# [Work to complete]
Return exactly the listing's lines, from its first line to the line holding "CourseCreationStepService now handles", ends included.

# [Records for the exercise]
_ _ _ _

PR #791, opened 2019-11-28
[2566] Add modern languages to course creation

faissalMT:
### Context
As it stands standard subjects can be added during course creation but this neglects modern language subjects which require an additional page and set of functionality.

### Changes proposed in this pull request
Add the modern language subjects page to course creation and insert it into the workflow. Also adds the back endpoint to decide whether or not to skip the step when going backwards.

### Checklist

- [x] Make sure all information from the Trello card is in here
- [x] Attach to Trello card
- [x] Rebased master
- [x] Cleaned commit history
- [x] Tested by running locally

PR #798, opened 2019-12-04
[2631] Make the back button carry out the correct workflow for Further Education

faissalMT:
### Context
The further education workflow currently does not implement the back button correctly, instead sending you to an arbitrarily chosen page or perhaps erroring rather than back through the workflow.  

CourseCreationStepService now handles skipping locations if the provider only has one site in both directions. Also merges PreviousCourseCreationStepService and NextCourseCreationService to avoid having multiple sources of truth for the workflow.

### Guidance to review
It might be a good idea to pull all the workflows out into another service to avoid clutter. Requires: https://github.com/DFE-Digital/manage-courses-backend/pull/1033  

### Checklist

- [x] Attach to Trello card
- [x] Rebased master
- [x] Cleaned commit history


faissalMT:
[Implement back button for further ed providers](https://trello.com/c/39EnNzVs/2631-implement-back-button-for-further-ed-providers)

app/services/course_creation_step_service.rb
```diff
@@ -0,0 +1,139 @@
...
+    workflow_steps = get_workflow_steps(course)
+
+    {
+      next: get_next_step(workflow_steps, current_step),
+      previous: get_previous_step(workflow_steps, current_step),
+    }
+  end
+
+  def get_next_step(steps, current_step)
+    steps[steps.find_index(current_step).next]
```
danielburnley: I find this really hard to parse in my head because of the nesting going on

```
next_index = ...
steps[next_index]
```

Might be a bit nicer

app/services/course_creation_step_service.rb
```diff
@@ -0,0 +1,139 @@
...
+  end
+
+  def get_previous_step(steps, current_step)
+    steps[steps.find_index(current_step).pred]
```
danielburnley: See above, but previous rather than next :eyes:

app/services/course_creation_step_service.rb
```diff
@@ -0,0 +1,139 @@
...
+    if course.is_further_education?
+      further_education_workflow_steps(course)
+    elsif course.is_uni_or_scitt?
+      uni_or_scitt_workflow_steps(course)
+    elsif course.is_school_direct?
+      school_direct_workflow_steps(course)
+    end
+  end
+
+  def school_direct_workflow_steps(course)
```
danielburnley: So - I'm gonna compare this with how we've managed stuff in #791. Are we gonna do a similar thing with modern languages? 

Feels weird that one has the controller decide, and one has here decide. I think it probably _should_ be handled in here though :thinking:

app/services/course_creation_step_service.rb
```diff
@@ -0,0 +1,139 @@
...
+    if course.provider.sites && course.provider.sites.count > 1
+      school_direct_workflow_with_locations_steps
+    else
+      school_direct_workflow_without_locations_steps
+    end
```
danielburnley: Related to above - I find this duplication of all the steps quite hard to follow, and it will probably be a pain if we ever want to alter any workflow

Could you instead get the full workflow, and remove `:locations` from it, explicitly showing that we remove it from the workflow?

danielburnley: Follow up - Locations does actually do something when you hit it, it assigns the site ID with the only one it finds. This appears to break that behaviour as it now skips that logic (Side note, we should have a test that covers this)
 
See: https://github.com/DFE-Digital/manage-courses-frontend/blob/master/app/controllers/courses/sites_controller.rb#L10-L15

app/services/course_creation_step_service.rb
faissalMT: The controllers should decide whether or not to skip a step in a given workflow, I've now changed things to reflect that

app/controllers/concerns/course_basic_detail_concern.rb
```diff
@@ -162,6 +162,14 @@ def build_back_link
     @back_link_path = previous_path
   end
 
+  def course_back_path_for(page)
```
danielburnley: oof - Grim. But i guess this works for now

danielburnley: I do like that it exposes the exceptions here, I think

_ _ _ _

# [Answer box]
PR #791, opened 2019-11-28
[2566] Add modern languages to course creation

faissalMT:
### Context
As it stands standard subjects can be added during course creation but this neglects modern language subjects which require an additional page and set of functionality.

### Changes proposed in this pull request
Add the modern language subjects page to course creation and insert it into the workflow. Also adds the back endpoint to decide whether or not to skip the step when going backwards.

### Checklist

- [x] Make sure all information from the Trello card is in here
- [x] Attach to Trello card
- [x] Rebased master
- [x] Cleaned commit history
- [x] Tested by running locally

PR #798, opened 2019-12-04
[2631] Make the back button carry out the correct workflow for Further Education

faissalMT:
### Context
The further education workflow currently does not implement the back button correctly, instead sending you to an arbitrarily chosen page or perhaps erroring rather than back through the workflow.  

CourseCreationStepService now handles skipping locations if the provider only has one site in both directions. Also merges PreviousCourseCreationStepService and NextCourseCreationService to avoid having multiple sources of truth for the workflow.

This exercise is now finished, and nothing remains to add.